The agreement also will provide co-exclusive licenses for technologies involving vitamin E-treated highly crosslinked polyethylene.
Zimmer said that CIMA particularly may offer the potential to retain the proven wear resistance of its existing highly crosslinked polyethylenes while enhancing the mechanical properties of components manufactured using the materials so they can be used in more high-demand applications.
The three parties also agreed to pursue research funded by Zimmer into future technologies, with Zimmer receiving the rights to commercialize funded innovations that may result from such research.
In other dealmaking news:
• NIH Research (Coral Springs, Florida), which characterizes itself as the nation's leading provider of market research, lead generation, lead qualification and lead-tracking services for the healthcare information technology (IT) market, reported completing its acquisition of CDS Systems, a technology services firm.
The company said the transaction was finalized during last week's Healthcare Information and Management Systems Society annual conference in Dallas.
NIH Research said the acquisition enhances its current offerings to include technology consulting, implementation, procurement and support services. It said these newly available services are offered under the name NIH Technologies.

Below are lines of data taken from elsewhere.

PR #224, opened 2023-06-19
docs(contributing): add instructions on how to develop modules

vvo:
Running `pnpm dev` in the `test/next` folder is not sufficient, as packages/ are not rebuilt so you can't make changes and see them working easily.

With this change, you can now run a dev script in most packages so you can load urls from the test/next folder and have them use new code immediately. Without rebuilding.

### DIFF
--- a/packages/blob/package.json
+++ b/packages/blob/package.json
@@ -22,8 +22,9 @@
     "dist"
   ],
   "scripts": {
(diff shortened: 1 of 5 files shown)


correttojs:
nice! should we expose the `dev` script on the root too?

correttojs (approved):

vvo:
> nice! should we expose the `dev` script on the root too?

I tried to, but I could not make it work (i.e. run all "dev" scripts at once).

Issue #250, opened 2023-06-27
.set() is automatically running JSON.parse() on the result without telling you


Gbox4:
If you run:
```typescript
import { kv } from "@vercel/kv";

const a1 = "a"
await kv.set(url, a1)
const b1 = await kv.get(url)
console.log("test 1")
console.log(typeof a1)
console.log(typeof b1)

const a2 = "1"
await kv.set(url, a2)
const b2 = await kv.get(url)
console.log("test 2")
console.log(typeof a2)
console.log(typeof b2)

const a3 = "{}"
await kv.set(url, a3)
const b3 = await kv.get(url)
console.log("test 3")
console.log(typeof a3)
console.log(typeof b3)
```

you get:
```
test 1
string
string
test 2
string
number
test 3
string
object
```

Should they not all return `string`? Is the auto-parsing is the desired behavior? Where is this documented? I couldn't find it [here](https://vercel.com/docs/storage/vercel-kv/kv-reference#set).

adriancooney:
Hi @Gbox4, thanks for the report. The documentation should be clearer here. Automatic deserialization is enabled for the default client (`kv`) but if you want to disable it, you can create a separate client with `automaticDeserialization: false` via the `createClient` method. That looks like:

```js
import { createClient } from "@vercel/kv";

const customKvClient = createClient({
  url: process.env.KV_REST_API_URL,
  token: process.env.KV_REST_API_TOKEN,
  automaticDeserialization: false,
});
```

The enables the following:

```js
await kv.set("object1", { hello: "world" });

console.log(await kv.get("object1")); // { hello: 'world' }
console.log(await customKvClient.get("object1")); // '{"hello":"world"}'

await kv.set("object2", "{}");

console.log(await kv.get("object2")); // {}
console.log(await customKvClient.get("object2")); // '{}'
```

adriancooney:
Docs updated. Thanks!

PR #252, opened 2023-06-27
docs: @vercel/kv automatic deserialization

adriancooney:
Addresses https://github.com/vercel/storage/issues/250.

This PR adds docs on the `automaticDeserialization` option in `createClient`.

### DIFF
--- a/packages/kv/README.md
+++ b/packages/kv/README.md
@@ -66,6 +66,25 @@ const kv = createClient({
 await kv.set('key', 'value');
 ```
 
+### Automatic Deserialization
+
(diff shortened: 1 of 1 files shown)


correttojs (approved):

packages/kv/README.md
```diff
@@ -66,6 +66,25 @@ const kv = createClient({
 await kv.set('key', 'value');
 ```
 
+### Automatic Deserialization
+
+The default `kv` client will automatically deserializes values returned from the database via `JSON.parse`. If this behaviour is undesired, create a custom KV client via the `createClient` method with `automaticDeserialization: false`. All data will be returned as strings.
```
adriancooney:
```suggestion
The default `kv` client automatically deserializes values returned from the database via `JSON.parse`. If this behaviour is undesired, create a custom KV client via the `createClient` method with `automaticDeserialization: false`. All data will be returned as strings.
```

The company said the addition of NIH Technologies to its product portfolio serves to further its goal of being a total sales solution for the healthcare IT industry.
Bruce Roberson, CEO and co-founder of NIH Research, said, “By offering bundled outsourced services such as opportunity databases, lead generation, market research, customer satisfaction, win-loss and other data-gathering services in combination with technology solutions such as sales tracking systems, as well as other sales support technologies, our clients can focus on what they do best — selling.“
David Levy, founder of CDS Systems, will oversee the operations of NIH Technologies as executive vice president of NIH Research.
• Raymedica (Minneapolis), a manufacturer of non-fusion spinal implants for the treatment of back pain, said that Medtronic (also Minneapolis) would return the European and Indian distribution rights of the PDN—SOLO Prosthetic Disc Nucleus to Raymedica. It said a new distribution network would be established during 2Q05 to market the device.
“We are grateful for Medtronic's efforts in distributing the PDN during this evaluation stage,“ said John Viscogliosi, chairman and CEO of Raymedica. “This change in distribution management will allow Raymedica to take a stronger, more active and direct role in the distribution of its technology and products and in the education and training of surgeons who will implant the PDN device.“
He said the transition also would allow the company to have greater control over the collection of clinical data on European patients and to generate “significantly greater“ retrospective and prospective data.
The PDN device is comprised of a hydrogel material contained within a woven polyethelene jacket. It is designed to replace the form and function of an otherwise failed spinal disc nucleus. To treat low-back pain, a PDN device is implanted in the center of the spinal disc. The device is designed to further support the annulus tissue and vertebrae bones of a patient's spine while allowing for more flexibility and movement than spinal fusion, the current established surgical treatment, in which adjacent vertebrae of the spine are fused together.
The PDN-SOLO device is commercially available in Europe and other international markets, but is not yet approved for distribution in the U.S. Raymedica is pursuing marketing approval from the FDA.